I've learned the truth of my own words: Healing may be painful. It may be slow. It may not look like a friend. Healing, after all, is not the same as curing. Healing does not mean going back to the way things were before, but rather allowing what is now, what we are experiencing, to move us closer to God, to what we want to create. Love, it seems, doesn't go where I put it. It comes where it is felt and when it is felt, it grows, and when it grows it goes absolutely everywhere. "…[W]riters write, painters paint, composers compose, photographers photograph, and dancers dance," observes Oriah Mountain Dreamer. And we, you and I, we add our creative energy to the cooking, cleaning, decorating, problem solving, relationship building, love-making and perhaps most importantly the just being of every day life. These acts, when done with reverence and in the spirit of what we most deeply want to create, are our ultimate creative acts.
Benediction:
"Thanks, Robert Frost" by David
Ray
Do you have hope for the future?
Someone asked Robert Frost, toward the end.

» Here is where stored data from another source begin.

PR #1373, opened 2025-11-06
Expose merge method in python in IC V1

TomNicholas:
Same as #1372 but for IC1

### DIFF
--- a/.github/workflows/code-quality.yaml
+++ b/.github/workflows/code-quality.yaml
@@ -6,6 +6,7 @@ on:
   push:
     branches:
       - main
+      - 'support/**'
 
 concurrency:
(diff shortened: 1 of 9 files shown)


paraseba (approved):

TomNicholas:
mypy failed, but for a very unrelated-looking reason

ianhi:
Agreed unrelated to the changes. i think we can just mypy ignore it as it will still be available:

Yes, and even for the past, he replied,
That it will turn out to have been all right
For what it was, something we can accept,
Mistakes made by the selves we had to be,
not able to be, perhaps, what we wished,
or what looking back half the time it seems
we could so easily have been, or ought…
The future, yes, and even the past,
That it will becomes something we can bear.
And I too, and my children, so I hope,
will recall as not too heavy the tug
of those albatrosses I sadly placed
upon their necks. Hope for the past,
yes, old Frost, your words provide that courage
and it brings strange peace that itself passes
into past, easier to bear because
you said it, rather casually, as snow
went on falling in Vermont years ago.